Stored data entries

• • •

PR #149, opened 2015-07-27
Foreign window handlers must be ignored.

opichals:
For example the Firefox's WebDriver extension seems to pass in a
handler that resides outside of the zone.js window. Appears to be
this one:
https://github.com/SeleniumHQ/selenium/blob/6dae6c1c19246e5955b04a463b8e99952d6e691b/javascript/firefox-driver/js/utils.js#L1068

Such handlers cannot be modified nor inspected and therefore must be
ignored otherwise selenium reports `Avoid permission denied on
handler 'handleEvent'`

### DIFF
--- a/lib/utils.js
+++ b/lib/utils.js
@@ -88,35 +88,47 @@ function patchEventTargetMethods(obj) {
   var addDelegate = obj.addEventListener;
   obj.addEventListener = function (eventName, handler) {
     var fn;
-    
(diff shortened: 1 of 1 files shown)


mhevery:
Can you please rebase and submit a new PR. Sorry for the long delay

opichals:
I assume this was solved by https://github.com/angular/zone.js/pull/309

PR #154, opened 2015-08-13
fix(utils): addEventListener patch callback binding

opichals:
The callback is to be bound to the current zone for every event
occurence using bindOnce (dequeued immediatelly after finishing).

### DIFF
--- a/lib/utils.js
+++ b/lib/utils.js
@@ -108,7 +108,11 @@ function patchEventTargetMethods(obj) {
 
       handler._fn = fn;
       handler._bound = handler._bound || {};
-      arguments[1] = handler._bound[eventName] = zone.bind(fn);
+
+      var listenerZone = global.zone;
+      arguments[1] = handler._bound[eventName] = function() {
+          return listenerZone.bindOnce(fn).apply(this, arguments);
+      }
     }
     return addDelegate.apply(this, arguments);
   };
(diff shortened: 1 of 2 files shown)


lib/utils.js
```diff
@@ -107,7 +107,11 @@ function patchEventTargetMethods(obj) {
 
     handler._fn = fn;
     handler._bound = handler._bound || {};
-    arguments[1] = handler._bound[eventName] = zone.bind(fn);
+
+    var listenerZone = global.zone;
+    arguments[1] = handler._bound[eventName] = function() {
```
matthewjh: Any reason you can't just do `arguments[1] = handler._bound[eventName] = zone.bindOnce(fn);` here?

opichals:
>> +    var listenerZone = global.zone;
>>  +    arguments[1] = handler._bound[eventName] = function() {
>
> Any reason you can't just do arguments[1] = handler._bound[eventName] = zone.bindOnce(fn); here?

The handler callback needs to do the enqueueTask/dequeueTask on every event trigger.

It may be that the right thing might even be something like
```
      var listenerZone = global.zone;
      arguments[1] = handler._bound[eventName] = function() {
          return listenerZone.run(fn, this, arguments);
      }
```
but that would not create a zone fork() which is asserted on various places in tests to happen

mhevery:
obsolete, should be covered in the latest zone rewrite.

Issue #150, opened 2015-08-06
"Expecting function" error under Microsoft Edge with zone.js 0.5.2 & Angular 2 alpha 33


dsebastien:
Currently, the 'patchEventTargetMethods' method in utils.js seems to cause an error under Microsoft Edge. The bind operation fails because the function object that is passed is not of type 'function' as expected but is an object instance of type 'FunctionWrapper'.

Here's the output I get in the console:
```
SCRIPT5022: Expecting function got: [object FunctionWrapper]
core.js (44,7)
```

Putting a breakpoint in the bind function, I see that typeof fn returns "object".

I'm not sure whether the issue is actually caused by zone.js, angular or another dependency and I don't really know how to go about and debug it..

Here's a basic plunker that has the issue: http://embed.plnkr.co/GohfcaiNrwVRn8Hq42tM/preview

matthewjh:
I've seen this on IE11 as well. My conclusion was that it only occurs when the developer tools are open and is (as far as I could tell) innocuous. 

Also hard to see what could b e done to fix this. I for one could find zero documentation (or even a mention) of `FunctionWrapper` on the internet.

matthewjh:
Furthermore, I would say that Angular 2 is completely unrelated as I was not using Angular 2 when I encountered this.

btford:
Thanks for the report, @dsebastien and @matthewjh. I chatted with @vicb, and he said he's is going to take a look at this next week.

dsebastien:
FYI FunctionWrapper seems to be part of Microsoft's JScript, their implementation of EcmaScript included in the .Net framework & used in IE. I assume that they're reusing it for MS Edge.

Here's the only doc about it: https://msdn.microsoft.com/en-US/en_us/library/windows/desktop/microsoft.jscript.functionwrapper(v=vs.110).aspx

dsebastien:
Maybe @csuwildcat could be interested, I saw that he wanted to know about library compat issues with MS Edge (cfr https://github.com/angular/angular/issues/3155)

bestander:
subscribed to the issue, yep all Angular 2 apps can't run in Edge.

vicb:
@mlaval you probably have a much deeper experience debugging win issues than I have. Could you please help here ?

It is obviously linked to https://github.com/angular/zone.js/commit/ee4262a7437820480fd6d01131fb5f705a634dda but reverting the commit (ie the function check) is not enough to get the plunker to work.

[...]

PR #155, opened 2015-08-16
fix(addEventListener patch): ignore FunctionWrapper for IE11 & Edge d…

mlaval:
…ev tools

Fixes the issue described in #150 in the IE and Edge dev tools.
These tools add add event listeners with a special object as a handler, a `FunctionWrapper`. Zone shouldn't interfere with those.

### DIFF
--- a/lib/utils.js
+++ b/lib/utils.js
@@ -92,22 +92,24 @@ function patchEventTargetMethods(obj) {
   var addDelegate = obj.addEventListener;
   obj.addEventListener = function (eventName, handler) {
     var fn;
-    
-    if (handler.handleEvent) {
-      // Have to pass in 'handler' reference as an argument here, otherwise it gets clobbered in
-      // IE9 by the arguments[1] assignment at end of this function.
-      fn = (function(handler) {
-        return function() {
-          handler.handleEvent.apply(handler, arguments);
-        };
-      })(handler);
-    } else {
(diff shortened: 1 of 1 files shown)


vicb:
LGTM, thanks @mlaval !

vicb:
merged as 3b0ca3f516ba6f85c3d8ad8dfb91ed03cabfb643

wizarrc:
@mlaval  @vicb please reopen.

https://github.com/angular/zone.js/blob/master/lib/common/utils.ts#L368

I don't know if anyone has checked lately, but the latest version of Edge, `data.handler.toString()` does not return `[object FunctionWrapper]` but `function __BROWSERTOOLS_CONSOLE_SAFEFUNC() { [native code] }` instead. I made changes to zone.js/utils.ts to see if the browser events would go away in my performance tab, and sure enough they did.

Can anyone confirm this issue is back in EdgeHTML 15? There should be a better way than just check a string, because they have seemed to changed their internal function. Anyways, below is my local changes and works on my machine.

```
var testString = data.handler.toString();
validZoneHandler = data.handler && (testString === '[object FunctionWrapper]' || testString == 'function __BROWSERTOOLS_CONSOLE_SAFEFUNC() { [native code] }');
```

vicb:
@wizarrc could you please open a new issue. Thanks.

PR #159, opened 2015-08-20
chore(test): make Microtasks test safer in slow env

mlaval:
In the failure, 'mat2' is logged before 'mat1.mit', which can happen in a slow environment, like an Android emulator in SauceLabs.
Trying to make the test safer.

### DIFF
--- a/test/microtasks.spec.js
+++ b/test/microtasks.spec.js
@@ -37,7 +37,7 @@ describe('Microtasks', function () {
 
     setTimeout(function() {
       log.push('mat2');
-    }, 20);
+    }, 30);
 
     setTimeout(function() {
       expect(log).toEqual([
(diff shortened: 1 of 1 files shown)


vicb:
Thanks Marc !

I'm going to run Travis a few times before actually merging.

vicb:
Failed on first try :(

mlaval:
I was able to reproduce the issue consistently on one of the Android emulators that I have.
I realized that I didn't to increase the right timer in this PR ...

With the current version, I don't see issue anymore in that emulator,
neither on SauceLabs after restarting the build a few times.

vicb:
landed as f25ca2fc0604e171e9436b2fd1bb5f0fe8e5815d

PR #768, opened 2017-05-01
fix(closure): patchOnProperty with exact eventNames as possible

JiaLiPassion:
related to #722.

We should try to patch onProperties with exact eventNames as possible.

in this PR, I separate the eventNames into several categories.

1. globalEventHandlerEventNames, eventNames in [GlobalEventHandlers](https://developer.mozilla.org/en-US/docs/Web/API/GlobalEventHandlers)
2. documentEventNames, eventNames in [Document](https://developer.mozilla.org/en-US/docs/Web/API/Document)
3. window, eventNames in [Window](https://developer.mozilla.org/en-US/docs/Web/API/Window)
4. element, eventNames in [Element](https://developer.mozilla.org/en-US/docs/Web/API/Element)
5. webgl, eventNames in [WebGlContextEvent](https://developer.mozilla.org/en-US/docs/Web/API/WebGLContextEvent)
6. form, eventNames in [FormElement](https://developer.mozilla.org/en-US/docs/Web/API/HTMLFormElement)
7. details, eventNames in [DetailsElement](https://developer.mozilla.org/en-US/docs/Web/API/HTMLDetailListElement)
8. XMLHttpRequest, eventNames in [XMLHttpRequest](https://developer.mozilla.org/en-US/docs/Web/API/XMLHttpRequest)
9. IDBIndex, eventNames in [IDBIndex](https://developer.mozilla.org/en-US/docs/Web/API/IDBIndex)
10. WebSocket, eventNames in [WebSocket](https://developer.mozilla.org/en-US/docs/Web/API/WebSocket)

So we can patch each target with exact eventNames.

For example, we patch HTMLElement with 
`globalEventHandlers + element + webgl + form + details`, 
and we patch Window with
`globalEventHandlers + window`.

### DIFF
--- a/lib/browser/property-descriptor.ts
+++ b/lib/browser/property-descriptor.ts
@@ -10,9 +10,30 @@ import {isBrowser, isMix, isNode, patchClass, patchOnProperties, zoneSymbol} fro
 
 import * as webSocketPatch from './websocket';
 
-const eventNames =
-    'copy cut paste abort blur focus canplay canplaythrough change click contextmenu dblclick drag dragend dragenter dragleave dragover dragstart drop durationchange emptied ended input invalid keydown keypress keyup load loadeddata loadedmetadata loadstart message mousedown mouseenter mouseleave mousemove mouseout mouseover mouseup pause play playing progress ratechange reset scroll seeked seeking select show stalled submit suspend timeupdate volumechange waiting mozfullscreenchange mozfullscreenerror mozpointerlockchange mozpointerlockerror error webglcontextrestored webglcontextlost webglcontextcreationerror'
+const globalEventHandlersEventNames =
+    'abort animationcancel animationend animationiteration auxclick blur cancel canplay canplaythrough change click close contextmenu curechange dblclick drag dragend dragenter dragexit dragleave dragover drop durationchange emptied ended error focus gotpointercapture input invalid keydown keypress keyup load loadstart loadeddata loadedmetadata lostpointercapture mousedown mouseenter mouseleave mousemove mouseout mouseover mouseup mousewheel pause play playing pointercancel pointerdown pointerenter pointerleave pointerlockchange mozpointerlockchange webkitpointerlockerchange pointerlockerror mozpointerlockerror webkitpointerlockerror pointermove pointout pointerover pointerup progress ratechange reset resize scroll seeked seeking select selectionchange selectstart show sort stalled submit suspend timeupdate volumechange touchcancel touchmove touchstart transitioncancel transitionend waiting'
         .split(' ');
+const documentEventNames =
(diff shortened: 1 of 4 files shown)


JiaLiPassion:
@mhevery , just as #722, we may need to patch exact event names as possible instead of use `patchOnProperties(XXX.Prototype, null)`, please review whether the idea is OK or not, I will continue to check the event names.

lib/common/utils.ts
```diff
@@ -148,10 +148,45 @@ export function patchProperty(obj: any, prop: string) {
...
+    }
+  }
+  return validEventNames;
+}
+
 export function patchOnProperties(obj: any, properties: string[]) {
   if (properties) {
-    for (let i = 0; i < properties.length; i++) {
-      patchProperty(obj, 'on' + properties[i]);
+    const validEventNames = getEventNames(obj, properties);
```
mhevery: Could we have a fixed set rather than performing this complex operation on each startup?

JiaLiPassion: @mhevery, yes, in my first commit, my goal is to make a fixed set, but it seems sometimes patch non exist property may cause errors, I will do more research and describe it more clear here.

lib/common/utils.ts
```diff
@@ -60,6 +60,7 @@ export const isMix: boolean = typeof process !== 'undefined' &&
     !!(typeof window !== 'undefined' && (window as any)['HTMLElement']);
 
 export function patchProperty(obj: any, prop: string) {
+  // TODO: @JiaLiPassion, if the desc not exists in obj, should we still patch the property?
```
mhevery: I don't think so. 

The way I imagine this to work is that we have a list of all properties, and than we only patch those properties, but only if the property already exist. But we don't look for extra ones.

JiaLiPassion: @mhevery , got it, thanks! I also think we should do like that, I will modify it and do some tests.

lib/browser/property-descriptor.ts
```diff
@@ -23,24 +230,32 @@ export function propertyDescriptorPatch(_global: any) {
   if (canPatchViaPropertyDescriptor()) {
     // for browsers that we can patch the descriptor:  Chrome & Firefox
     if (isBrowser) {
-      patchOnProperties(window, eventNames.concat(['resize']));
+      patchOnProperties(window, eventNames, Object.getPrototypeOf(window));
```
mhevery: The fact that we are getting all of the properties of the window, does not seem right. Why can't we have a fixed list here as well?

JiaLiPassion: @mhevery , the reason is in IE/Edge, the `onProp` don't exist in `window` but in `WindowPrototype`.

The code below describe the issue.

```javascript
const desc = Object.getOwnPropertyDescriptor(window, 'onload');
// in IE
console.log(desc); // will be undefined.
// in chrome/firefox
console.log(desc); // will be {configurable:true,get/set....}
```

So in new `patchProperty` method, we only patch the prop which exist in the target object, so I pass the prototype of `window` for the existency check.

PR #770, opened 2017-05-02
fix: Package Error stack rewriting as a separate bundle.

mhevery:


example/profiling.html
```diff
@@ -4,6 +4,14 @@
...
   <title>Zones Profiling</title>
   <link rel="stylesheet" href="css/style.css">
+  <script>
+    __Zone_disable_Error = true;
+    __Zone_disable_on_property = true;
+    __Zone_disable_geolocation = true;
+    __Zone_disable_toString = true;
+    __Zone_disable_blocking = true;
+    __Zone_disable_PromiseRejectionEvent = true;
+  </script>
```
JiaLiPassion: @mhevery , will we use those flags to decide which modules to load?

gulpfile.js
```diff
@@ -179,6 +187,8 @@ gulp.task('build', [
   'build/zone.js',
   'build/zone.js.d.ts',
   'build/zone.min.js',
+  'build/zone-error.js',
```
JiaLiPassion: @mhevery , got it, I agree that to separate the error-rewrite to a stand alone module!
I will modify the document to decribe how to load zone.js and other stand alone modules(now we have `error-rewrite` and other non-standard api modules).  Just like the flags in add in `profiling.html`, we may have other stand alone modules (toString, geolocation...).

If we have too many small modules, should we provide some predefined module collections for users to load? 
such as `standard browser set`, `standard node set`, `standard electron set`, `basic set` and so on...

example/profiling.html
mhevery: That is the idea for now. Do you have thoughts or concerns?

gulpfile.js
mhevery: Yes that is my thinking, but i am not sure we should do this just yet. Perhaps disabling things may be good enough for now?

example/profiling.html
JiaLiPassion: @mhevery , only the names, should we named those flags as __zone_symbol__disable_toString?

gulpfile.js
JiaLiPassion: @mhevery , got it!

PR #779, opened 2017-05-15
ensure zoneDelegates is not null before updateTask.

aitboudad:


aitboudad:
somehow it getting null when I use https://github.com/matthieua/WOW in angular also zoneDelegates can be nullable looks at https://github.com/angular/zone.js/blob/master/lib/zone.ts#L879

JiaLiPassion:
@aitboudad , can you provide a reproduce repo? I think just check null will not really resolve the issue.

aitboudad:
ok I'll try

aitboudad:
can't reproduce it anymore since the last release

PR #789, opened 2017-05-21
feat(patch): fix #758, patch cordova.exec success/error with zone.wrap

### LINKED ISSUE #758: Cordova seems to need to be patched
Hey guys, 

So we're doing some heavy Angular work with Cordova and we're running into a few cases where we lose the Zone (and therefore lose change detection) when talking to Cordova. There are two main issues I've found so far:

1. Need to patch `window.cordova.exec()` - success and error callbacks are not run in the correct zone.
2. Need to patch `document.addEventListener()` specifically for the following Cordova events: `pause`, `resume`, `activated`, `documentready` (and possibly more - these are at least the ones for iOS). These events are specifically intercepted by Cordova before reaching the underlying (already-patched) APIs, and also do not run in the correct zone.

I have a patch for the first one which I can add to the thread later, but still working on the second. 

Thoughts on patching Cordova in general though?

Thanks,
Greg

JiaLiPassion:
1. patch cordova.exec success/error callback with Zone.wrap, and cordova.exec may not be async so I didn't patch it as a macroTask.
2. merge fake polyfill (`custom_error`, `fake_cordova`) into a single `test_fake_polyfill` file.

### DIFF
--- a/NON-STANDARD-APIS.md
+++ b/NON-STANDARD-APIS.md
@@ -67,6 +67,24 @@ remove the comment of the following line
 //import './extra/bluebird.spec';
 ```
 
+## Others
+
+* Cordova 
+
+patch `cordova.exec` API
+
+`cordova.exec(success, error, service, action, args);` 
+
+`success` and `error` will be patched with `Zone.wrap`.
+
+to load the patch, you should load in the following order.
+
+```
+<script src="zone.js"></script>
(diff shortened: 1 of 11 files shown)


JiaLiPassion:
@mhevery, sorry, I will update it now.

JiaLiPassion:
@mhevery , I have update the commit ,please review.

• • •

If a line in the records above contains "idea", copy that line.

### RESULT
@mhevery , just as #722, we may need to patch exact event names as possible instead of use `patchOnProperties(XXX.Prototype, null)`, please review whether the idea is OK or not, I will continue to check the event names.
mhevery: That is the idea for now. Do you have thoughts or concerns?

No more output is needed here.